The dev team has a lot in store for the platform’s community. From the look of it, they’re just getting started. For instance, it’s working to integrate Whitebit tokens and putting the final touches on an app, wallet, and game.

Interestingly, SafeMoon has its eyes fixed on the non-fungible tokens (NFTs) world. As such, the team is designing an exchange specifically for NFTs. Other notable products in the production line include a standard exchange for crypto trading targeting the African market, a charity drive, an app holding crypto and blockchain educational content.

In its expansion plan, the protocol targets to increase its core team by over 40%. Also, it aims at establishing offices in strategic places such as Africa, Ireland, and the United Kingdom. SafeMoon scholarships are next in the line. Notably, for easier community engagement, the platform engages with its community through conventional social apps such as Facebook, Twitter, Instagram, Reddit, Telegram, and Discord.

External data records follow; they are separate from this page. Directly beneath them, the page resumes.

PR #1548, opened 2023-03-22
NOISSUE: Add user filtering and sprint handling to jira script

pacevedom:

Closes #<Issue Number>

### DIFF
--- a/scripts/jira/cloner.py
+++ b/scripts/jira/cloner.py
@@ -55,6 +55,16 @@ def get_parent_issue(issue, connection):
             return connection.issue(link.outwardIssue.key)
     return None
 
+def get_sprint(issue):
+    if not hasattr(issue.fields, 'customfield_12310940'):
+        return None
+    if issue.fields.customfield_12310940 is None or len(issue.fields.customfield_12310940) == 0:
+        return None
+    last_sprint = issue.fields.customfield_12310940[-1]
+    first_index = last_sprint.find('id=')+3
+    last_index = last_sprint.find(',', first_index)
+    return last_sprint[first_index:last_index]
+
 def is_issue_a_cve(issue):
     for label in issue.fields.labels:
         if label.startswith('CVE-'):
@@ -84,7 +94,7 @@ def remove_needs_fix_version_label(issue):
         if l == 'needs-fix-version':
             continue
         labels.append({'name': l})
-    issue.ipdate(fields={
+    issue.update(fields={
         'labels': labels
     })
 
@@ -116,6 +126,11 @@ def clone_issue(issue, target, connection):
     new_issue = connection.create_issue(data_dict)
     connection.create_issue_link("Cloners", inwardIssue=new_issue.key, outwardIssue=issue.key)
     connection.create_issue_link("Blocks", inwardIssue=issue.key, outwardIssue=new_issue.key)
+
+    sprint = get_sprint(issue)
+    if sprint is not None:
+        connection.add_issues_to_sprint(sprint, [new_issue])
+
     return new_issue
 
 def add_blocks_link(issue, parent, connection):
@@ -203,6 +218,9 @@ def scan_issue(issue, connection):
         if has_fix_versions_label(issue):
             actions.append(Action(issue.key, "Remove Fix versions label", remove_needs_fix_version_label, issue=issue))
 
+    if get_sprint(issue) is None:
+        actions.append(Action(issue.key, "Issue needs to be included in a sprint", None))
+
     if is_original_issue(issue):
         actions.extend(scan_original_issue(issue, connection))
     else:
@@ -223,7 +241,7 @@ if __name__ == '__main__':
     connection = jira.JIRA(
         server=JIRA_SERVER,
         token_auth=args.token)
-    
+
     jql_query = JQL_GLOBAL_QUERY
     if len(args.issue) > 0:
         jql_query = JQL_ISSUE_QUERY.format(args.issue)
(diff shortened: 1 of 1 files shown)


scripts/jira/cloner.py
```diff
@@ -203,30 +220,43 @@ def scan_issue(issue, connection):
...
+
     if is_original_issue(issue):
         actions.extend(scan_original_issue(issue, connection))
     else:
         actions.extend(scan_cloned_issue(issue, connection))
     return actions
 
+def query_build(issue, user):
+    query = JQL_FILTER_QUERY
+    if len(issue) > 0:
```
dhellmann, line 234: issue is a string? So this could just be `if issue`?

scripts/jira/cloner.py
```diff
@@ -203,30 +220,43 @@ def scan_issue(issue, connection):
...
+        query += f' and {JQL_FILTER_ISSUE.format(issue)}'
+    if len(user) > 0:
```
dhellmann, line 236: Same?

scripts/jira/cloner.py
```diff
@@ -203,30 +220,43 @@ def scan_issue(issue, connection):
         if has_fix_versions_label(issue):
             actions.append(Action(issue.key, "Remove Fix versions label", remove_needs_fix_version_label, issue=issue))
 
+    if get_sprint(issue) is None:
+        actions.append(Action(issue.key, "Issue needs to be included in a sprint", None))
```
dhellmann, line 224: What if we don't intend to backport a change in the current sprint?

ggiguash: If the original issue is in the sprint, the new one better be put in the same sprint. Otherwise, it is forgotten.
We can always manually reshuffle sprints when the issue is on the Agile Board.

scripts/jira/cloner.py
pacevedom: You are right, done.

scripts/jira/cloner.py
pacevedom: Done.

scripts/jira/cloner.py
pacevedom: +1 on what Giga said. Plus, you get the alert from the script about an issue without a sprint, and it will clone bugs using the same sprint than the parent. If needed, you can change it manually afterwards.

pacevedom:
/hold
Found some bugs, waiting for fixes.

scripts/jira/cloner.py
```diff
@@ -55,6 +57,16 @@ def get_parent_issue(issue, connection):
             return connection.issue(link.outwardIssue.key)
     return None
 
+def get_sprint(issue):
+    if not hasattr(issue.fields, 'customfield_12310940'):
+        return None
+    if issue.fields.customfield_12310940 is None or len(issue.fields.customfield_12310940) == 0:
+        return None
+    last_sprint = issue.fields.customfield_12310940[-1]
```
dhellmann, line 65:
```suggestion
    sprints = getattr(issue.fields, SPRINT_FIELD_ID, [])
    if not sprints:
        return None
    last_sprint = sprints[-1]
```

scripts/jira/cloner.py
```diff
@@ -75,7 +87,7 @@ def set_target_version(issue, version):
 def set_needs_fix_version_label(issue):
     labels = issue.fields.labels + ['needs-fix-version']
     issue.update(fields={
-        'labels': [{'name': x} for x in labels]
+        'labels': [x for x in labels]
```
dhellmann, line 90:
```suggestion
        'labels': labels,
```

Do we need a new list there?

scripts/jira/cloner.py
```diff
@@ -4,8 +4,10 @@
 import argparse
 from tqdm import tqdm
 
-JQL_GLOBAL_QUERY = 'filter = "MicroShift - Bugs in Project" and status in (New, Assigned, Post, "To Do", "In Progress", "Code Review") order by key asc'
-JQL_ISSUE_QUERY = 'key in ({}) order by key asc'
+JQL_FILTER_QUERY = 'filter = "MicroShift - Bugs in Project" and status in (New, Assigned, Post, "To Do", "In Progress", "Code Review")'
+JQL_FILTER_ISSUE = 'key in ({})'
+JQL_FILTER_USER = 'assignee in ({})'
+JQL_ORDER_BY = 'order by key asc'
```
dhellmann, line 10:
```suggestion
JQL_ORDER_BY = 'order by key asc'
SPRINT_FIELD_ID = 'customfield_12310940'
```

scripts/jira/cloner.py
```diff
@@ -93,30 +105,51 @@ def set_target_version(issue, version):
         'customfield_12319940': [{'name': version}]
```
dhellmann, line 105:
```suggestion
       SPRINT_FIELD_ID: [{'name': version}]
```

scripts/jira/cloner.py
```diff
@@ -93,30 +105,51 @@ def set_target_version(issue, version):
...
+    })
+
+def set_fix_versions(issue, fix_versions):
+    issue.update(fields={
+        'fixVersions': [{'name': x} for x in fix_versions]
+    })
+
+def set_qa_contact(issue, contact):
+    issue.update(fields={
+        'customfield_12315948': {'value': contact}
```
dhellmann, line 122: This custom field ID should be a constant, too.

dhellmann (commented):
A few suggestions for your next iteration, but nothing to hold this up.

/lgtm

PR #1549, opened 2023-03-22
[WIP] [OCPBUGS-7977] Missed 'etcdctl' in microshift-etcd

copejon:

OCPBUGS-7977

Add the ectdctl subcommands to microshift-etcd.  To accomplish this, I exported the etcdctl rootCmd variable with a patch so it can be imported directly.

This places the top level commands of etcdctl at the root of microshift-etcd, see below.  This method admittedly only really provides the syntactic sugar of reusing the microshift-etcd command.  An alternative method would be to include etcdctl as a binary dependency in the scripts/tools.go file and pin it's version in go.mod.  Meaning we'd simply package etcdctl alongside microshift.

Size Comparison:
|component|size Mb|
|---|---|
|etcdtl|18M|
|microshift-etcd|43M
|microshift-etcd(ctl)|67M|

With a size increase on microshift-etcd of 24M.

```
[microshift@ushift-dev ~]$ microshift-etcd --help
Usage:
  microshift-etcd [flags]
  microshift-etcd [command]

Available Commands:
  alarm       Alarm related commands
  auth        Enable or disable authentication
  check       commands for checking properties of the etcd cluster
  compaction  Compacts the event history in etcd
  completion  Generate the autocompletion script for the specified shell
  defrag      Defragments the storage of the etcd members with given endpoints
  del         Removes the specified key or range of keys [key, range_end)
  elect       Observes and participates in leader election
  endpoint    Endpoint related commands
  get         Gets the key or a range of keys
  help        Help about any command
  lease       Lease related commands
  lock        Acquires a named lock
  make-mirror Makes a mirror at the destination etcd cluster
  member      Membership related commands
  move-leader Transfers leadership to another etcd cluster member.
  put         Puts the given key into the store
  role        Role related commands
  run
  snapshot    Manages etcd node snapshots
  txn         Txn processes all the requests in one transaction
  user        User related commands
  version     Prints the version of etcdctl
  version     Print MicroShift-etcd version information
  watch       Watches events stream on keys or prefixes

Flags:
  -h, --help                           help for microshift-etcd
      --log-flush-frequency duration   Maximum number of seconds between log flushes (default 5s)
  -v, --v Level                        number for the log level verbosity
      --vmodule moduleSpec             comma-separated list of pattern=N settings for file-filtered logging (only works for the default text log format)

Use "microshift-etcd [command] --help" for more information about a command.
[microshift@ushift-dev ~]$
```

With such notable features, SafeMoon targets one of the most significant pain points in a yield farmer’s journey to financial freedom. For the longest time, whales have been taking advantage of their deep pockets to bend the market in their favor. Once they exit, newcomers and shallow-pocketed investors are left counting losses when the price dips.

Further, SafeMoon addresses other critical areas such as cryptocurrency and blockchain education. Its impact pierces through the entire virtual currency industry than just the SafeMoon ecosystem. Setting offices in strategic countries across the globe brings the project closer to its community. On the other hand, its token distribution model enhances fairness among participants.